Extracted records section start

PR #1028, opened 2026-08-18
fix(workflows): refuse to arm a schedule the graph cannot keep

### LINKED ISSUE #976: workflows: a graph with only a Start node can be saved and scheduled, so a schedule can promise work that cannot run
## Summary

A workflow containing **only a Start node** can be saved *and carry a schedule*. On `smoke1.staging.opencompany.work` two such workflows exist:

- **`campaign`** — tagged "test", **only a Start node**, and it holds a **schedule (currently paused)**. If someone resumes that schedule it will fire on time, run nothing, and report nothing.
- **`QA Test Pipeline`** — only a Start node, **6 recorded runs**.

That second one is the part that bothers me: a stage-less graph has already been *run six times*. Six runs that could not have done anything, recorded as runs.

## Why this is a defect and not just untidy data

A schedule is a promise that something happens. A stage-less workflow accepts that promise and cannot keep it. The failure is invisible in both directions — nothing errors at authoring time, and nothing errors at run time, because there is no stage to fail. It reads as "scheduled and healthy" from every surface.

This is the same *shape* as **#661** (*"authoring & validation gaps let broken graphs (incl. shipped seeds) save clean and fail silently"*, closed) — a graph that saves clean and fails silently. Either that fix does not cover the degenerate single-node case, or this is a regression. Worth establishing which before writing code.

## What needs deciding

1. Should a graph with no runnable node be **refusable at save**, or allowed to save but **refused a schedule**? Saving a stub mid-authoring is legitimate; *scheduling* one is not.
2. What should a run of such a graph record? Today it apparently records a run. `Skipped` with a reason would at least be honest — compare the `NoDestinationConfigured` treatment in **#925**.

I have not found a node-count guard in `src/workflows/`, but my search was not exhaustive — confirm before assuming there is none.

## Related

- **#661** authoring/validation gaps (closed) — check coverage of the single-node case
- **#925 / #947** the same "runs but delivers nothing, and says nothing" family

Source: live QA report, `smoke1.staging.opencompany.work`, 17 Aug 2026 (BUG-08, which filed this only as data hygiene — the schedulability is the real defect).

M3gA-Mind:
## Summary

Closes tinyhumansai/opencompany#976.

A graph whose only node is its trigger has nothing to execute. The engine runs it happily —
no stage fails, because there is no stage — so it saves clean, accepts a schedule, and
settles as an ordinary finished run. On staging that left `campaign` one resume away from a
schedule it cannot keep, and `QA Test Pipeline` with **six recorded runs** that could not
have done anything.

### First: #661 is a coverage gap, not a regression

Worth settling before anything else, because the next person will otherwise assume #661
covered this and go looking for a regression.

The two commits that touched the draft validator under #661 are `1c5863cf` *"enforce
per-kind required config at author time"* and `c3449ab9` *"enforce the #661 rules strictly
on the draft path"*. What they added: a `condition` needs a `field`; branch labels must be
`yes`/`no`; `tool_call` needs a slug; `agent` must name a real roster teammate; collect
every missing-config problem per node.

**Every one of those rules presupposes a node of that kind exists.** A graph of one
`trigger` node has zero conditions, zero tool_calls, zero agents — so all of #661 is
satisfied **vacuously**. It validated the *quality of the nodes present*; this is the
*absence of any node to run*. Nothing regressed; the case was never in scope.

Confirming the issue's other suspicion: there is no node-count guard.
`validate_draft_shape` bounds nodes and edges from **above** (`MAX_WORKFLOW_NODES`,
`MAX_WORKFLOW_EDGES`) and requires **exactly one** trigger — so a lone trigger *passes*.
The only `len() < 2` in the module is an unrelated cycle-detection component check.

### The guard is at arming, not at save

A reviewer will ask why not refuse at save, so: four reasons, and the first is the
important one.

1. **A stub must stay saveable mid-authoring, and the module is already built that way.**
   `parse_workflow` was made lenient **on purpose** — `c3449ab9`'s own commit message moved
   author-time strictness onto the draft path precisely so the console can drop a Start node
   and add stages later. Refusing at save fights that design.
2. Refusing at save would reject **every existing seed and legacy body on its next edit**,
   including what is on staging now.
3. **Saving promises nothing; arming a schedule promises that something happens.** That
   sentence is the issue's whole thesis, and it lands on arming.
4. #276 already routes scheduled graphs through that human gate **disarmed**, and
   `set_company_workflow_enabled` **already loads the parsed graph** for the journal display
   name — so the check costs no extra I/O.

**Pausing is never refused.** Only `enabled = true` is guarded, and only when a trigger
schedule exists. An operator must always be able to stop a thing — the same call the
existing "a body that no longer parses still toggles" rule makes. A guard that trapped a
workflow *armed* would be worse than the silence it fixes. A manual (unscheduled) stub is
left alone too: running one by hand is the author's own business, and the run says so
itself.

### What a run records: a notice, not an error

No new run status. `WorkflowRunFinished.notices` already exists for exactly this shape
(#638), and its own doc reads like it was written for this issue:

> A run has no conversation to speak on… **Separate from `error` on purpose: a run that
> overflowed the cap succeeded, and putting this there would mark it failed and inflate the
> failure count.**

A stage-less run is the same class. **Nothing broke and nothing was attempted**, so marking
it failed would put a half-authored stub into the failure count beside runs that genuinely
went wrong — the same call #925 makes one level down with `NoDestinationConfigured`, which
exists so "routed nothing on purpose" and "never configured a destination" stop being the
same observation. Here the pair is "this run had nothing to do" versus "this run did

Extracted records section end

I need all of the records above retyped exactly, please.

PR #1028, opened 2026-08-18
fix(workflows): refuse to arm a schedule the graph cannot keep

### LINKED ISSUE #976: workflows: a graph with only a Start node can be saved and scheduled, so a schedule can promise work that cannot run
## Summary

A workflow containing **only a Start node** can be saved *and carry a schedule*. On `smoke1.staging.opencompany.work` two such workflows exist:

- **`campaign`** — tagged "test", **only a Start node**, and it holds a **schedule (currently paused)**. If someone resumes that schedule it will fire on time, run nothing, and report nothing.
- **`QA Test Pipeline`** — only a Start node, **6 recorded runs**.

That second one is the part that bothers me: a stage-less graph has already been *run six times*. Six runs that could not have done anything, recorded as runs.

## Why this is a defect and not just untidy data

A schedule is a promise that something happens. A stage-less workflow accepts that promise and cannot keep it. The failure is invisible in both directions — nothing errors at authoring time, and nothing errors at run time, because there is no stage to fail. It reads as "scheduled and healthy" from every surface.

This is the same *shape* as **#661** (*"authoring & validation gaps let broken graphs (incl. shipped seeds) save clean and fail silently"*, closed) — a graph that saves clean and fails silently. Either that fix does not cover the degenerate single-node case, or this is a regression. Worth establishing which before writing code.

## What needs deciding

1. Should a graph with no runnable node be **refusable at save**, or allowed to save but **refused a schedule**? Saving a stub mid-authoring is legitimate; *scheduling* one is not.
2. What should a run of such a graph record? Today it apparently records a run. `Skipped` with a reason would at least be honest — compare the `NoDestinationConfigured` treatment in **#925**.

I have not found a node-count guard in `src/workflows/`, but my search was not exhaustive — confirm before assuming there is none.

## Related

- **#661** authoring/validation gaps (closed) — check coverage of the single-node case
- **#925 / #947** the same "runs but delivers nothing, and says nothing" family

Source: live QA report, `smoke1.staging.opencompany.work`, 17 Aug 2026 (BUG-08, which filed this only as data hygiene — the schedulability is the real defect).

M3gA-Mind:
## Summary

Closes tinyhumansai/opencompany#976.

A graph whose only node is its trigger has nothing to execute. The engine runs it happily —
no stage fails, because there is no stage — so it saves clean, accepts a schedule, and
settles as an ordinary finished run. On staging that left `campaign` one resume away from a
schedule it cannot keep, and `QA Test Pipeline` with **six recorded runs** that could not
have done anything.

### First: #661 is a coverage gap, not a regression

Worth settling before anything else, because the next person will otherwise assume #661
covered this and go looking for a regression.

The two commits that touched the draft validator under #661 are `1c5863cf` *"enforce
per-kind required config at author time"* and `c3449ab9` *"enforce the #661 rules strictly
on the draft path"*. What they added: a `condition` needs a `field`; branch labels must be
`yes`/`no`; `tool_call` needs a slug; `agent` must name a real roster teammate; collect
every missing-config problem per node.

**Every one of those rules presupposes a node of that kind exists.** A graph of one
`trigger` node has zero conditions, zero tool_calls, zero agents — so all of #661 is
satisfied **vacuously**. It validated the *quality of the nodes present*; this is the
*absence of any node to run*. Nothing regressed; the case was never in scope.

Confirming the issue's other suspicion: there is no node-count guard.
`validate_draft_shape` bounds nodes and edges from **above** (`MAX_WORKFLOW_NODES`,
`MAX_WORKFLOW_EDGES`) and requires **exactly one** trigger — so a lone trigger *passes*.
The only `len() < 2` in the module is an unrelated cycle-detection component check.

### The guard is at arming, not at save

A reviewer will ask why not refuse at save, so: four reasons, and the first is the
important one.

1. **A stub must stay saveable mid-authoring, and the module is already built that way.**
   `parse_workflow` was made lenient **on purpose** — `c3449ab9`'s own commit message moved
   author-time strictness onto the draft path precisely so the console can drop a Start node
   and add stages later. Refusing at save fights that design.
2. Refusing at save would reject **every existing seed and legacy body on its next edit**,
   including what is on staging now.
3. **Saving promises nothing; arming a schedule promises that something happens.** That
   sentence is the issue's whole thesis, and it lands on arming.
4. #276 already routes scheduled graphs through that human gate **disarmed**, and
   `set_company_workflow_enabled` **already loads the parsed graph** for the journal display
   name — so the check costs no extra I/O.

**Pausing is never refused.** Only `enabled = true` is guarded, and only when a trigger
schedule exists. An operator must always be able to stop a thing — the same call the
existing "a body that no longer parses still toggles" rule makes. A guard that trapped a
workflow *armed* would be worse than the silence it fixes. A manual (unscheduled) stub is
left alone too: running one by hand is the author's own business, and the run says so
itself.

### What a run records: a notice, not an error

No new run status. `WorkflowRunFinished.notices` already exists for exactly this shape
(#638), and its own doc reads like it was written for this issue:

> A run has no conversation to speak on… **Separate from `error` on purpose: a run that
> overflowed the cap succeeded, and putting this there would mark it failed and inflate the
> failure count.**

A stage-less run is the same class. **Nothing broke and nothing was attempted**, so marking
it failed would put a half-authored stub into the failure count beside runs that genuinely
went wrong — the same call #925 makes one level down with `NoDestinationConfigured`, which
exists so "routed nothing on purpose" and "never configured a destination" stop being the
same observation. Here the pair is "this run had nothing to do" versus "this run did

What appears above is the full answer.